The July employment report underscored continued strength in the
late spring and summer labor market. While new virus variants, policy
challenges, and stubborn growth in the labor force may pose risks in the
future, the story for summer labor markets is undeniably positive. Employers in
July added 943,000 jobs, with private-sector payrolls gaining 703,000 jobs,
while the unemployment rate fell to 5.4 percent. The labor force participation
rate increased by one-tenth of a percentage point to 61.7 percent.
Here is a brief summary of the major economic indicators since the last jobs
numbers:
- The Producer Price Index for final demand increased
1.0 percent in July;
- The Consumer Price Index increased 0.5 percent in
July;
- Real average hourly earnings decreased one cent from
June to July;
- Orders for durable goods (including defense and
aircraft) decreased 0.1 percent in July;
- New home sales increased 1.0 percent in July;
- The Price Index of U.S. imports increased 0.3 percent
in July;
- ISM Services Index increased 4.0 percentage points to
64.1 percent in July;
- ISM Manufacturing Index increased 0.4 percentage
points to 59.9 percent in August;
- Consumer Confidence Index decreased 11.3 points from
125.1 to 113.8 in August;
- ADP reported private sector employment increased by
374,000 jobs in August.
Gordon's Guesstimate:
August Jobs
Over the course of
this year, employment growth averaged about 600,000 jobs per month before
accelerating to over 800,000 per month over the last three months. Early in the
year, Congress enacted two additional rounds of fiscal support, while the
Federal Reserve has kept monetary policy highly accommodative. Lack of demand
wasn’t the challenge last winter – the virus and associated constraints were.
Hiring throttled up as vaccinations increased and restrictions receded. But
restrictions are creeping back in as new virus variants pose further risks,
though the health risks remain overwhelmingly to the unvaccinated.
To be sure, there are myriad considerations that animate the labor market. Job openings
have been setting new records every month – the demand for labor is high.
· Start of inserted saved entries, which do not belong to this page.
PR #3779, opened 2016-09-12
[Swift] Use ISOFullDate for 'date' format

jgavris:
### PR checklist

- [ x ] Read the [contribution guildelines](https://github.com/swagger-api/swagger-codegen/blob/master/CONTRIBUTING.md).
- [ x ] Ran the shell/batch script under `./bin/` to update Petstore sample so that CIs can verify the change. (For instance, only need to run`./bin/{LANG}-petstore.sh` if updating the {LANG} (e.g. php, ruby, python, etc) code generator or {LANG} client's mustache templates)
- [ x ] Filed the PR against the correct branch: master for non-breaking changes and `2.3.0` branch for breaking (non-backward compatible) changes.

### Description of the PR

- Adds support for the `date` format (ISO-8601 RFC 3339). A common use case is 'date of birth', where we do not care about units beyond the 'day'.

### DIFF
--- a/modules/swagger-codegen/src/test/resources/2_0/petstore.json
+++ b/modules/swagger-codegen/src/test/resources/2_0/petstore.json
@@ -833,6 +833,10 @@
         "username": {
           "type": "string"
         },
+        "dateOfBirth": {
+          "type": "string",
+          "format": "date"
+        },
         "firstName": {
           "type": "string"
         },
--- a/modules/swagger-codegen/src/main/java/io/swagger/codegen/languages/SwiftCodegen.java
+++ b/modules/swagger-codegen/src/main/java/io/swagger/codegen/languages/SwiftCodegen.java
@@ -115,8 +115,8 @@ public class SwiftCodegen extends DefaultCodegen implements CodegenConfig {
         typeMapping.put("array", "Array");
         typeMapping.put("List", "Array");
         typeMapping.put("map", "Dictionary");
-        typeMapping.put("date", "NSDate");
-        typeMapping.put("Date", "NSDate");
+        typeMapping.put("date", "ISOFullDate");
+        typeMapping.put("Date", "ISOFullDate");
         typeMapping.put("DateTime", "NSDate");
         typeMapping.put("boolean", "Bool");
         typeMapping.put("string", "String");
--- a/modules/swagger-codegen/src/main/resources/swift/Extensions.mustache
+++ b/modules/swagger-codegen/src/main/resources/swift/Extensions.mustache
@@ -84,6 +84,99 @@ extension NSUUID: JSONEncodable {
     }
 }
 
+/// Represents an ISO-8601 full-date (RFC-3339).
+/// ex: 12-31-1999
+/// https://xml2rfc.tools.ietf.org/public/rfc/html/rfc3339.html#anchor14
+public final class ISOFullDate: CustomStringConvertible {
+
+    public let year: Int
+    public let month: Int
+    public let day: Int
+
+    public init(year year: Int, month: Int, day: Int) {
+        self.year = year
+        self.month = month
+        self.day = day
+    }
+
+    /**
+     Converts an NSDate to an ISOFullDate. Only interested in the year, month, day components.
+
+     - parameter date: The date to convert.
+
+     - returns: An ISOFullDate constructed from the year, month, day of the date.
+     */
+    public static func from(date date: NSDate) -> ISOFullDate? {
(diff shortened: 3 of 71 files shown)


jgavris:
cc @vineetshah

wing328:
@jgavris thanks for the PR.

cc @Edubits @jaz-ah

jaz-ah:
@jgavris just out of curiosity, why not have the generator still deal w/ basic objects (NSDate) and then you have convertors in your proj that convert to different ISO formats - i.e. what if other people wanted other ISO formats out of the NSDate...

jgavris:
@jaz-ah The swagger spec states that the `date` format represents an ISO-8601 `full-date`, which is unambiguously `YYYY-MM-DD`. That is the format that I've implemented here. I'm not sure what you mean when you say people might want other formats out of the `NSDate`. If you've specified `type=string,format=date` in your API, you should get a `full-date` field.

jaz-ah:
@jgavris agreed that the server will send down an ISO-8601, but the most convenient/extendable class to deal w/ this in the client is a NSDate - i.e. you can deserialize the ISO-8601 and return an NSDate/serialize NSDate and serialize as ISO-8601 format...

jgavris:
@jaz-ah I agree with you in principle, but that's the implementation problem. The current client cannot do that, and that's how I ended up here. I was implementing a 'date' format field and on my first request, the server rightfully rejected it as being in the wrong format. The Swift codegen encodes all types to a json string using the following protocol.

```swift
protocol JSONEncodable {
    func encodeToJSON() -> AnyObject
}
```

`NSDate` in particular is encoded into the full ISO-8601 `date-time` format with the following

```swift
private let dateFormatter: NSDateFormatter = {
    let fmt = NSDateFormatter()
    fmt.dateFormat = "yyyy-MM-dd'T'HH:mm:ss.SSSZZZZZ"
    fmt.locale = NSLocale(localeIdentifier: "en_US_POSIX")
    return fmt
}()

extension NSDate: JSONEncodable {
    func encodeToJSON() -> AnyObject {
        return dateFormatter.stringFromDate(self)
    }
}
```

The client only knows it has an `NSDate` field, and does not know what format to serialize to, since this converter function does not take any arguments. Without major (and potentially undesirable) changes in the architecture of the Swift codegen, using a specific type is the way to implement this. 

I've provided an API that is lighter than `NSDateComponents` (because I wrap it) so this is effectively doing the same thing in a more friendly way.

jaz-ah:
@jgavris fair enough - looks good @wing328 let's merge.

modules/swagger-codegen/src/test/resources/2_0/petstore.json
```diff
@@ -833,6 +833,10 @@
         "username": {
           "type": "string"
         },
+        "dateOfBirth": {
+          "type": "string",
```
cbornet: Is it OK to modify the petstore.json ?

wing328: Agreed with @cbornet that we should keep Petstore.json as it's.

@jgavris what I would suggest is to add the test case in [petstore-with-fake-endpoints-models-for-testing.yaml](https://github.com/swagger-api/swagger-codegen/blob/master/modules/swagger-codegen/src/test/resources/2_0/petstore-with-fake-endpoints-models-for-testing.yaml#L989) instead and then update `swift-petstore.sh` to use `petstore-with-fake-endpoints-models-for-testing.yaml`, which covers a lot more edge cases (you may want to do this in another PR as the edge cases in `petstore-with-fake-endpoints-models-for-testing.yaml` may require some fixes in the Swift generators or templates.

jgavris: Thanks! I haven't been able to make the changes yet, but I will.

wing328:
@jgavris I've filed #3945 to remove `dateOfBirth` and therefore I'm closing this PR. Thanks again for the contribution.

(the commit/change is still owned by you)

ahmettaha:
Hello,

Is it possible to make the 

`fmt.dateFormat = "yyyy-MM-dd'T'HH:mm:ss.SSSZZZZZ"`

customizable. I would like to send local date to our server. 

Thank you.

jgavris:
@ahmettaha Could you open an issue with your question specifically? This pull request was to add support for 'dates' specifically (where you want to express a single day).

ahmettaha:
i did. thank you. it's issue

#5318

Supply has lagged. There has been a robust debate, for instance, over the
degree to which enhanced unemployment insurance (UI) benefits have held back
hiring. To be sure, according to the Federal
Reserve’s Beige Book, market participants are reporting that UI is
holding back hiring. But these are qualitative observations, and preliminary
evidence gleaned from the states that ended this program early point in the
opposite direction, though this is based on too few observations to be
definitive at this point. Child care concerns have been similarly posited as
holding back hiring. There’s some evidence
that this did not hold back workers from reentering the labor market, however.
Heading into August, hospitalizations had increased apace with restrictions.
There’s another risk to the economy posed by inflationary
pressures. Indeed, recent consumer sentiment indices have taken a
nosedive. The University of Michigan’s Index of Consumer Sentiment fairly
plummeted from July in one of the largest declines
in its history. The Conference Boards’ Consumer
Confidence Survey fell to its lowest level since February, when the
economy and the public health outlook was substantially different than today.
The ADP payroll data offer something of a coin toss. Indeed, this month’s
report reflects an increase from last month, which ultimately proved to be the
largest job gain since last August. Or taken at face value, it could suggest a
downshift in hiring.
The sweep of these data, coinciding with renewed COVID-19 challenges, suggest
the latter over the former, but not to a substantial disappointment. This
guesstimator is assuming an employment gain of 625,000, with a reduction in the
U-3 to 5.2 percent and an hourly earnings gain of 12 cents.